I am doing some analysis on a public scRNAseq datasets in order to see differential gene expression between two clusters.
The basal sample information about it:
tissue_donor_1_treatment
tissue_donor_2_treatment
tissue_donor_1_control
tissue_donor_1_control
All of them produced under the same sequencing conditions.
In my opinion, I want to divide them into two groups: treatment and control.
According to the seurat v3 tutorial https://satijalab.org/seurat/archive/v3.1/immune_alignment.html, I did similar analysis and get a result.
My question is if I need to to do integration to remove batch effect based on my original purpose (to see differential gene expression between treatment and control)?
I did it and get some results.
But I also just merged them together simply and the skipped integration step and then do the same analysis but the clusters information were really different from that produced from integration.
My second question: If we do just merge or integration or not should consider our own purpose, could some body give me better merge or integration methods to see the differential gene expression ?

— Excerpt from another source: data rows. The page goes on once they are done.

PR #2679, opened 2026-04-28
fix(core): qualify check_filter columns in valid_reference_data JOIN (DTL-1517)

paulteehan:
## Summary

Closes [DTL-1517](https://linear.app/sodadata/issue/DTL-1517). 

A check-level \`filter:\` on a \`valid_reference_data\` check produced ambiguous SQL whenever the filter referenced a column that also exists in the **reference** dataset. Concrete shape:

\`\`\`yaml
columns:
  - name: country
    valid_reference_data:
      dataset: <ds>/<schema>/valid_countries
      column: country_code
    checks:
      - invalid:
          filter: |
            id > 1            # `id` exists in both source AND reference table
\`\`\`

The reference-check \`InvalidReferenceCountQuery\` rendered the filter un-aliased:

\`\`\`sql
SELECT COUNT(*)
FROM "_soda_filtered_dataset" AS "C"
     LEFT JOIN "_soda_filtered_referenced_dataset" AS "R" ON "C"."country" = "R"."country_code"
WHERE (id > 1)                  -- ambiguous: id is in both C and R
  AND NOT("C"."country" IS NULL) AND "R"."country_code" IS NULL;
\`\`\`

DuckDB rejects with \`Binder Error: Ambiguous reference to column name "id"\`. Postgres / Snowflake / DB2 all produce the same error. The check ends up \`NOT_EVALUATED\`.

A previous attempt at this fix ([#2535](https://github.com/sodadata/soda-core/pull/2535), closed without merging) renamed the JOIN aliases from \`C\` / \`R\` to \`TARGET\` / \`REFERENCE\` and required users to manually qualify their filter columns. That approach was abandoned — Milan confirmed in the recent Slack thread that "this is known and there is no current workaround." This PR takes a different, transparent approach: filters keep their plain source-only column references, and we automatically qualify them via sqlglot when rendering the JOIN query.

## How

1. Add \`qualify_unqualified_columns_with_alias\` helper in \`soda_core/common/sql_utils.py\`. Uses sqlglot (already a dependency) to walk \`exp.Column\` nodes and set the source alias \`"C"\` on any column without one. Already-qualified columns / identifiers inside string literals / function names are left alone. Falls back to returning the input unchanged on parse error.
2. Add \`SqlDialect.qualify_unqualified_columns_with_alias(sql, alias)\` wrapper that injects the dialect's \`SQLGLOT_DIALECT\`. Mirrors \`SqlDialect.apply_sampling\`.
3. Call the wrapper in \`InvalidReferenceCountQuery.build_query\` (\`invalidity_check.py:255\`) to qualify the filter against the source alias \`"C"\` before passing it into \`WHERE.optional(SqlExpressionStr.optional(...))\`.

The metric's \`self.check_filter\` string is left untouched: the optimized aggregate row-count query (\`RowCountMetricImpl.sql_expression\` rendered into \`AggregationQuery.build_sql\`) runs against the source CTE alone with no JOIN and no \`AS "C"\` on the FROM, so a literal \`"C".id > 1\` filter would not resolve there.

## Why sqlglot over a regex

The filter can reference any source column, not just the check's column. We don't always have an enumerated column list — the contract YAML may not list every column. sqlglot is dialect-aware and skips identifiers inside string literals, function names, etc.

## DB2 — companion change in soda-extensions

DB2 LUW and z/OS do not have a sqlglot dialect. A companion soda-extensions PR adds a native DB2 sqlglot dialect (registered as \`"db2"\`). The DB2 PR can be reviewed independently — this one is correct on every adapter today regardless.

## Test plan

- \`soda-tests/tests/integration/test_invalid_reference_check.py\` — added \`test_invalid_count_with_check_filter_on_shared_column\`, reproducing the exact ambiguous-column case (referenced table shares the \`id\` column with the source). Pre-fix this test asserts \`assert None == 3\` because the reference query errors with \`Ambiguous reference to column name "id"\`. Post-fix the emitted JOIN query is \`WHERE ("C".id > 1) AND ...\`, and all 6 reference-check tests pass.
- [x] Full DuckDB suite (\`soda-tests/tests\` + \`soda-duckdb/tests\` with \`TEST_DATASOURCE=duckdb\`): 800 passed, 14 skipped, 0 failed.
- [x] Full DB2 LUW integration suite (\`soda-tests/tests/integration\` with \`TEST_DATASOURCE=db2\`, requires the companion soda-extensions PR for the native DB2 dialect): 144 passed, 8 skipped, 0 failed. Every SQL statement that flowed through \`DataSourceConnection.execute_query\` was captured (205 unique) and round-tripped through the DB2 dialect; 196 / 196 of the SELECT-shape statements were re-accepted by live DB2.
- [ ] Reviewer to verify on Postgres / Snowflake / BigQuery in CI.

## Note for reviewers

This was AI-written. Bug analysis, fix design, and tests are mine; please scrutinise.

### DIFF
--- a/soda-core/src/soda_core/common/sql_utils.py
+++ b/soda-core/src/soda_core/common/sql_utils.py
@@ -48,14 +48,22 @@ def qualify_unqualified_columns_with_alias(
 
     Already-qualified columns are left untouched. If the expression cannot be parsed as SQL,
     it is returned unchanged so any database error surfaces unmodified to the user.
+
+    Data sources without a native sqlglot dialect (DB2, for example, sets
+    `sqlglot_dialect=""`) are not rewritten, because the round-trip through sqlglot's default
+    parser/printer can mangle dialect-specific syntax (e.g. DB2 timestamp literals like
+    `'2024-01-01-12.30.00'`). On those data sources the filter is returned unchanged and the
+    pre-fix behaviour applies, so a filter that references a column shared with the reference
+    table will still error at the database — no new regression vs today.
     """
     if not sql_expression or not sql_expression.strip():
         return sql_expression
 
+    if not read_dialect:
+        return sql_expression
+
     try:
-        tree = (
-            sqlglot.parse_one(sql_expression, read=read_dialect) if read_dialect else sqlglot.parse_one(sql_expression)
-        )
+        tree = sqlglot.parse_one(sql_expression, read=read_dialect)
     except sqlglot.errors.ParseError:
         return sql_expression
 
--- a/soda-core/src/soda_core/common/sql_utils.py
+++ b/soda-core/src/soda_core/common/sql_utils.py
@@ -37,6 +37,36 @@ def attach_sample_to_relation(rel: exp.Expression, sampler_limit: Number, sample
         rel.set("sample", build_sample_clause(sampler_limit, sampler_type))
 
 
+def qualify_unqualified_columns_with_alias(
+    sql_expression: str,
+    alias: str,
+    read_dialect: str | None = None,
+    write_dialect: str | None = None,
+) -> str:
+    """
+    Qualify every unqualified column reference in a SQL expression with the given table alias.
+
+    Already-qualified columns are left untouched. If the expression cannot be parsed as SQL,
+    it is returned unchanged so any database error surfaces unmodified to the user.
+    """
+    if not sql_expression or not sql_expression.strip():
+        return sql_expression
+
+    try:
+        tree = (
+            sqlglot.parse_one(sql_expression, read=read_dialect) if read_dialect else sqlglot.parse_one(sql_expression)
+        )
+    except sqlglot.errors.ParseError:
+        return sql_expression
+
+    for column in tree.find_all(exp.Column):
+        if column.table:
+            continue
+        column.set("table", exp.to_identifier(alias, quoted=True))
+
+    return tree.sql(dialect=write_dialect) if write_dialect else tree.sql()
+
+
 def apply_sampling_to_sql(
     sql: str,
     sampler_limit: Number,
--- a/soda-core/src/soda_core/common/sql_utils.py
+++ b/soda-core/src/soda_core/common/sql_utils.py
@@ -44,16 +44,21 @@ def qualify_unqualified_columns_with_alias(
     write_dialect: str | None = None,
 ) -> str:
     """
-    Qualify every unqualified column reference in a SQL expression with the given table alias.
+    Qualify every unqualified top-level column reference in a SQL expression with the given
+    table alias.
 
-    Already-qualified columns are left untouched. If the expression cannot be parsed as SQL,
-    it is returned unchanged so any database error surfaces unmodified to the user.
+    Already-qualified columns are left untouched. Columns inside subqueries are also left
+    untouched — they belong to the subquery's own scope, not the outer alias. If sqlglot
+    cannot parse or print the expression for any reason (parse error, unknown dialect),
+    the input is returned unchanged so any database error surfaces unmodified to the user.
+
+    Note: a successful parse round-trips through sqlglot's printer, which canonicalises some
+    syntax (e.g. ``col::int`` becomes ``CAST(col AS INT)``, function names get uppercased).
+    On the same read/write dialect the rewrite is semantically equivalent in standard cases,
+    but recognised functions may be rewritten into canonical equivalents.
 
     If ``read_dialect`` / ``write_dialect`` are not provided (or are empty), sqlglot's
-    default parser/printer is used. Every Soda data source ships a non-empty
-    ``SQLGLOT_DIALECT`` today — including DB2 LUW + z/OS, both registered as ``"db2"``
-    via ``soda_db2.base.sqlglot_dialect``. If you add a new adapter, make sure its
-    ``SqlDialect`` subclass passes a real sqlglot dialect name in ``sqlglot_dialect=``.
+    default parser/printer is used.
     """
     if not sql_expression or not sql_expression.strip():
         return sql_expression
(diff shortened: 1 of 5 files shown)


soda-core/src/soda_core/contracts/impl/check_types/invalidity_check.py
```diff
@@ -332,9 +347,39 @@ def query_join(self) -> SqlExpression:
     def execute(self) -> list[Measurement]:
         try:
             query_result: QueryResult = self.data_source_impl.execute_query(self.sql)
-        except Exception as e:
-            logger.error(msg=f"Could not execute invalid reference query {self.sql}: {e}", exc_info=True)
-            return []
+        except Exception as initial_error:
```
Niels-b, line 350: This will make the retry trigger for any error, even if the connection is closed (or something like that).

soda-core/src/soda_core/contracts/impl/check_types/invalidity_check.py
```diff
@@ -332,9 +347,39 @@ def query_join(self) -> SqlExpression:
...
+                        f"Retried with the check_filter columns qualified against source alias "
+                        f"{self.referencing_alias!r} (common fix for ambiguous-column errors when "
+                        f"the filter references a column that exists in both the source and "
+                        f"reference datasets); the retry also failed.\n"
+                        f"Retry query: {retry_sql}\n"
+                        f"  Retry error: {retry_error}"
+                    ),
+                    exc_info=True,
+                )
+                return []
```
Niels-b, line 382: Is there a way that we can detect this beforehand? Not really the biggest fan of "try, error, retry" if we can avoid it. These things show up in DB logs. The error message itself is clear. But what if it's not related to the filter? Then we're still showing this error in call cases

soda-core/src/soda_core/contracts/impl/check_types/invalidity_check.py
```diff
@@ -244,21 +244,36 @@ def __init__(
...
             FROM(cte.alias).AS(self.referencing_alias),
-            WHERE.optional(SqlExpressionStr.optional(self.check_filter)),
+            WHERE.optional(SqlExpressionStr.optional(check_filter)),
         ]
 
         query.extend(self.query_join())
 
         return query
 
+    def _build_qualified_filter_sql(self) -> str:
```
Niels-b, line 264: Name is confusing to me, does this build only the filter or the full SQL? (Yes it's in the docs below 😉 ). 
Maybe `_build_query_with_qualified_filter`?

soda-core/src/soda_core/common/sql_utils.py
```diff
@@ -37,6 +37,52 @@ def attach_sample_to_relation(rel: exp.Expression, sampler_limit: Number, sample
...
+
+    Already-qualified columns are left untouched. Columns inside subqueries are also left
+    untouched — they belong to the subquery's own scope, not the outer alias. If sqlglot
+    cannot parse or print the expression for any reason (parse error, unknown dialect),
+    the input is returned unchanged so any database error surfaces unmodified to the user.
+
+    Note: a successful parse round-trips through sqlglot's printer, which canonicalises some
+    syntax (e.g. ``col::int`` becomes ``CAST(col AS INT)``, function names get uppercased).
+    On the same read/write dialect the rewrite is semantically equivalent in standard cases,
+    but recognised functions may be rewritten into canonical equivalents.
```
Niels-b, line 58: Should we also add some test cases for this?

Niels-b (changes requested):
Some remarks that I'd like to see discussed/addressed.

m1n0:
Thanks for picking this up @paulteehan! Sorry for posting a Claude-generated comment but I have some concerns about the approach

```
Retry has a silent-wrong-answer class. Hardcoding "C" as the qualification target is a guess. When wrong, no warning logged:

  - filter: country_code IS NOT NULL — user means R, retry rewrites to "C", plausible wrong number.
  - filter: country_code IS NULL for "didn't match reference" — silently flips to "source value is null."
  - Pseudo-columns (LEVEL, _PARTITIONTIME, METADATA$FILENAME) parsed as exp.Column and prefixed.
  - try/except Exception is broad — typos, transient errors, permission denied all double round-trip and produce a log that implies ambiguity.
  - DB2 without companion PR: unknown-dialect path returns input unchanged, retry runs same SQL, no fix.

  If the shape stays, log a WARNING on successful retry with both filters. Today there's no signal at all.

  Root cause is wider than the PR. check_filter is a scope-blind string used in multiple query shapes:

  - InvalidReferenceCountQuery — JOIN scope, "C"/"R" bound, ambiguity possible.
  - AggregationQuery for check_rows_tested — single-table scope, no aliases, qualified columns wouldn't resolve.

  That asymmetry is why retry-on-error was chosen — pre-qualifying the shared string would break the second consumer. Bug class will recur in any future JOIN-shape consumer (failed-rows sampling, recon, etc.).

  Alternatives

  A. Per-consumer filtered CTE. Wrap source CTE before the JOIN:

  WITH source_cte   AS (SELECT ... FROM source),
       ref_cte      AS (SELECT ... FROM ref),
       filtered_src AS (SELECT * FROM source_cte WHERE <check_filter>)
  SELECT COUNT(*)
  FROM filtered_src AS C
  LEFT JOIN ref_cte AS R ON C.col = R.refcol
  WHERE NOT (C.col IS NULL) AND R.refcol IS NULL;

  Filter runs in single-table scope. No ambiguity. AggregationQuery untouched. Drops sqlglot from this codepath, drops retry, drops false-positive class. Diff comparable to current.

  B. Split into source_filter / target_filter.

  checks:
    - invalid:
        source_filter: id > 1
        target_filter: country_code IS NOT NULL

  Each pushes into its CTE's WHERE. Ambiguity impossible by construction. Backward compat: alias filter → source_filter at parse time (per the PR, no users are qualifying today, so post-JOIN semantics aren't load-bearing
   — confirm with a grep through known contracts).

  Different shape from #2535: that one exposed TARGET/REFERENCE aliases and made users qualify columns. This hides aliases entirely.

  target_filter is also a useful feature on its own (active-only references, soft-delete exclusion). Generalises to any two-relation check.

  Doesn't cover cross-table predicates (source.x AND ref.y); that's an upstream-view problem.

  Net diff smaller than current PR, deletes the new helper rather than adding it.
```

I am not sure those alternatives are 100% better or the way to go, but the silent assumption to qualify with C we are adding here worries me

For example, at the merge step, I merge them together by one step and then follow the basic analysis workflow. Shall I merge them together by groups?
I know there are many tutorial information in details but I really hope somebody could help me on my questions.
Thank you in advance.
Anyone here?
It's not an on-demand service here. People will respond if they feel like having an answer, it's not appropriate to make comments like that 2h after posting a question.